Когда о. Федор выходил на амвон принимать от дьякона евангелие, то делал это со спокойной, неторопливой торжественностью и как бы со слабым изнеможением, склонив немного набок свою голову с наполовину вылезшими волосами.
Это был один из самых приятных моментов. Он, не глядя, чувствовал в блеске свечей и золота сотни глаз, устремленных на н_е_г_о, и от этого легкий, приятный холодок, веяние духа, пробегал по опухшей спине. И хотелось даже лицу своему придать выражение кроткого страдания, которое он несет за подведомственных ему духовных детей.

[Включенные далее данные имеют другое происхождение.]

PR #516, opened 2025-09-30
Feature/cor 1171 upgrade wasm rust step2

rbaconcordium:
## Purpose

Update wasm-pack and rust version above 1.74

## Changes

Have to modify a few json files to get rust-bindings project to build. There is also a need to introduce a new separate step to compile the ts files in the scripts directory.

## Checklist

      hard-to-understand areas.


packages/rust-bindings/scripts/build-react-native-wallet.ts
```diff
@@ -1,9 +1,15 @@
...
+//import { convertWasmToJs, copyToFolder } from '../dist/scripts/build-scripts.js';
+import { copyToFolder } from '../dist/scripts/build-scripts.js';
+
 
 const walletBundlerPath = path.join(__dirname, '../lib/wallet/bundler');
 const walletOutPath = path.join(__dirname, '../lib/wallet/react-native');
 
 copyToFolder(walletBundlerPath, walletOutPath);
-convertWasmToJs(walletOutPath);
+//convertWasmToJs(walletOutPath);
```
soerenbf, line 15: We cannot just remove this, as this step is needed specifically for the bindings to be compatible with react-native.

packages/rust-bindings/scripts/build-scripts.ts
```diff
@@ -41,3 +42,4 @@ export const convertWasmToJs = async (outPath: string) => {
             fs.writeFileSync(file, content, 'utf-8');
         });
 };
+*/
```
soerenbf, line 45: What's the intention here? This is a required part of the compilation for react-native compatibility

packages/rust-bindings/package.json
```diff
@@ -82,12 +83,14 @@
         "./lib/**/index*"
     ],
     "scripts": {
+        "compile-build-script": "tsc -p tsconfig.scripts-build-script.json",
+        "compile-scripts": "yarn compile-build-script && tsc -p tsconfig.scripts.json",
```
soerenbf, line 87: Why are these build steps required all of a sudden? We even still use the `.ts` versions of the build scripts related to the react-native target.

If you can clean it up, please also remember to clean up the added tsconfigs, which in my view should not be needed.

packages/rust-bindings/tsconfig.build.json
```diff
@@ -1,6 +1,6 @@
 {
     "extends": "./tsconfig.json",
-    "include": ["./ts-src/**/*"],
+    "include": ["./ts-src/**/*", "./wasm.d.ts"],
```
soerenbf, line 3: Please also add this to the base `tsconfig.json`

packages/rust-bindings/ts-src/dapp.ts
```diff
@@ -1,12 +1,12 @@
 /* eslint-disable import/no-extraneous-dependencies */
 import { Buffer } from 'buffer/index.js';
 
-import { initSync } from '../lib/dapp/web/esm';
+import { initSync } from '../lib/dapp/web/esm/index.js';
 import wasmBase64 from '../lib/dapp/web/esm/index_bg.wasm';
 
 // Expected to resolve to base64 encoded bytes of wasm module
 
 const bytes = Buffer.from(wasmBase64 as unknown as string, 'base64');
```
soerenbf, line 9: Is it possible to remove the `as unknown as string` force cast now with the added `wasm.d.ts` declaration file?

packages/rust-bindings/wasm.d.ts
```diff
@@ -0,0 +1,4 @@
+declare module "*.wasm" {
```
soerenbf, line 1: I think it would be good to add an explanation to this:
```suggestion
/**
 * Represents the format expected from importing `.wasm` files the have been pre-processed
 * to base64 strings as part of a build job.
 */
declare module "*.wasm" {
```

packages/rust-bindings/package.json
rbaconcordium: the reason for this from what i can understand so far, is the import line needing the explicit extension, in this case we need .js
With the upgrade, we seem to be getting a more strict rule where the extension needs to be specified.
i cannot put .ts, as that seems to require some kind config allowTs... = true with noEmit being true.

So, I think, I went around this way, to explicitly generate .js from the ts in a separate directory by this step.

PR #517, opened 2025-09-30
Feature/cor 1171 upgrade wasm rust step3

rbaconcordium:
## Purpose

_Describe the purpose of the pull request, link to issue describing the problem, etc.

## Changes

## Checklist

      hard-to-understand areas.

## CLA acceptance

_Remove if not applicable.

### DIFF
--- a/packages/sdk/src/cis0.ts
+++ b/packages/sdk/src/cis0.ts
@@ -139,7 +139,9 @@ export async function cis0Supports(
         return undefined;
     }
 
-    const parameter = Parameter.fromBuffer(makeDynamicFunction(serializeSupportIdentifiers)(standardIds));
+    const parameter = Parameter.fromBuffer(
+        (makeDynamicFunction(serializeSupportIdentifiers)(standardIds) as any as Buffer).buffer as ArrayBuffer
+    );
 
     const response = await grpcClient.invokeContract(
         {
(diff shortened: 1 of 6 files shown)


.github/workflows/pipeline.yml
```diff
@@ -14,7 +14,7 @@ on:
 env:
   DUMMY: 3 # For cache busting.
   NODE_VERSION: 18.16.0
-  RUST_VERSION: 1.73
+  RUST_VERSION: 1.74
```
soerenbf, line 17: Needs to be at least
```suggestion
  RUST_VERSION: 1.78
```
to be compatible with lock version 4 (from `cargo.lock`). I think we should go with the highest version you can get it to build with though, i.e. if it works with version 1.85 on your machine, let's specify that here as well.

packages/sdk/src/accountTransactions.ts
```diff
@@ -108,7 +108,10 @@ export class SimpleTransferHandler
     }
 
     deserialize(serializedPayload: Cursor): SimpleTransferPayload {
-        const toAddress = AccountAddress.fromBuffer(Buffer.from(serializedPayload.read(32)));
+        // 1. Correct the INPUT type conflict using the triple assertion
+        const inputBuffer = Buffer.from(serializedPayload.read(32)).buffer as any as ArrayBuffer;
+
+        const toAddress = AccountAddress.fromBuffer(inputBuffer);
```
soerenbf, line 114: I'm a hesitant to approve of this without knowing why this happens, i.e. why has it been possible up to this point and now all of a sudden we need to do force casts to make it compile 🤔

I think we need to look into whether the `buffer` dependency version changed and why that would be incompatible with the current signature. We generally use `ArrayBuffer` as the type to represent memory buffers (usually a byte array) for input to functions everywhere. It would not be nice to have to cast like this for all uses of the functions in question as that makes us lose compile time errors for all of this.

soerenbf:
Done in #519

PR #529, opened 2025-10-07
WS upgrade to 8.17.1 due to vulnerability alert

rbaconcordium:
## Purpose

WS upgrade to 8.17.1 due to vulnerability alert

## Changes

upgraded ws version to 8.17.1 due to vulnerability alert
had to add a new line in resolutions of package.json
ran yarn up ws and parents, version stayed as before
ran yarn npm audit, the vulnerability alert is gone

## Checklist

      hard-to-understand areas.

### DIFF
--- a/package.json
+++ b/package.json
@@ -35,7 +35,8 @@
     },
     "resolutions": {
         "@walletconnect/types": "2.13.0",
-        "@protobuf-ts/runtime-rpc": "2.9.1"
+        "@protobuf-ts/runtime-rpc": "2.9.1",
+        "path-to-regexp": "0.1.12"
     },
     "scripts": {
         "test-ci": "yarn workspace @concordium/web-sdk run test-ci && yarn workspaces foreach --no-private --exclude @concordium/web-sdk run test",
--- a/package.json
+++ b/package.json
@@ -36,7 +36,8 @@
     "resolutions": {
         "@walletconnect/types": "2.13.0",
         "@protobuf-ts/runtime-rpc": "2.9.1",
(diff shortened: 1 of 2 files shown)


package.json
```diff
@@ -35,7 +35,10 @@
     },
     "resolutions": {
         "@walletconnect/types": "2.13.0",
-        "@protobuf-ts/runtime-rpc": "2.9.1"
+        "@protobuf-ts/runtime-rpc": "2.9.1",
+        "path-to-regexp": "0.1.12",
+        "body-parser": "1.20.3",
+        "ws": "8.17.1"
```
soerenbf, line 39: try

```sh
git reset main --hard
yarn up ws -R
```

I could get it to upgrade `ws@8` to `ws@8.13.3`

soerenbf: Also, if you we were to specify a resolution for `ws`, this would not be the ideal way to do it.

```jsonc
"resolutions" : {
  "ws": "8.17.1" // every version of ws will be resolved to this version, even previous and future major versions
}
```

the `ws` dependency is used in many different versions (if you look at the output of `yarn why ws`), so forcing all versions onto major version 8 will almost certainly break things.

So what you'd need to do is scope the force resolve to the dependencies where this is actually an issue (documented here: https://yarnpkg.com/configuration/manifest#resolutions)

soerenbf (changes requested):

yarn.lock
soerenbf, line 1: what happened here? 14.5k lines changed? 🙈

PR #530, opened 2025-10-07
rollup upgrade to newer version due to vulnerability alert

rbaconcordium:
## Purpose

Upgraded rollup version to 3.29.5 due to vulnerability alert for the older version that was used in the transitive dependency

## Changes

Added a new line in resolutions in package.json to set to 3.29.5.
ran yarn npm audit to confirm the vulnerability is no longer alerted.

## Checklist

      hard-to-understand areas.

### DIFF
--- a/package.json
+++ b/package.json
@@ -35,7 +35,8 @@
     },
     "resolutions": {
         "@walletconnect/types": "2.13.0",
-        "@protobuf-ts/runtime-rpc": "2.9.1"
+        "@protobuf-ts/runtime-rpc": "2.9.1",
+        "path-to-regexp": "0.1.12"
     },
     "scripts": {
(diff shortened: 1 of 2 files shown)


package.json
```diff
@@ -38,7 +38,8 @@
         "@protobuf-ts/runtime-rpc": "2.9.1",
         "path-to-regexp": "0.1.12",
         "body-parser": "1.20.3",
-        "ws": "8.17.1"
+        "ws": "8.17.1",
+        "rollup": "3.29.5"
```
soerenbf, line 42: please do `yarn up rollup -R` instead
```suggestion
```

soerenbf (changes requested):

package.json
rbaconcordium: i will do another clean PR for this, as the previous PR with ws I restarted, just to be safe

PR #588, opened 2025-11-07
Remove maxContractExecutionEnergy from UpdateContractPayload.

rbaconcordium:
## Purpose

Remove maxContractExecutionEnergy from UpdateContractPayload. For contracts, this energy field is not derived from the payload. 
It should be calculated separately and pass in manually during serialization.

## Changes

UpdateContractPayload type no longer has the maxContractExecutionEnergy. Serialize functions for transactions now have overloaded signatures to deal with InitContract and UpdateContract and to accept the energy amount separately instead of coming from payload. The energy field in InitContract will be dealt in a separate PR, for information.

## Checklist

      hard-to-understand areas.

### DIFF
--- a/packages/sdk/test/ci/accountTransactions.test.ts
+++ b/packages/sdk/test/ci/accountTransactions.test.ts
@@ -37,7 +37,7 @@ import {
     UpdateCredentialsPayload,
     getAccountTransactionHandler,
     getAccountTransactionSignDigest,
-    serializeAccountTransactionPayload
+    serializeAccountTransactionPayload,
 } from '../../src/index.js';
 import { AccountAddress, TransactionExpiry } from '../../src/pub/types.js';
 
--- a/packages/sdk/test/ci/deserialization.test.ts
+++ b/packages/sdk/test/ci/deserialization.test.ts
@@ -142,7 +142,12 @@ test('test deserialize UpdateContract ', () => {
         message: Parameter.fromHexString('0a'),
     };
 
-    const transaction = prepareTransaction(AccountTransactionType.Update, deserializePayload, undefined, Energy.create(3000));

И, действительно, лицо его сверх обычной слабой доброты было кротко и размягченно.
— Батюшка–то наш, ангел, — говорили старушки, плача и сморкаясь.
В такие минуты даже дьякон как–то подтягивался и, конечно, не решился бы ничего рассказать из своего скользкого репертуара, так как о. Федор никогда не забывался, никогда не упускал мысли, где он и кто он сейчас. И уж никогда не путал: во время служения не бывал тем, чем он был в действительной жизни, и наоборот.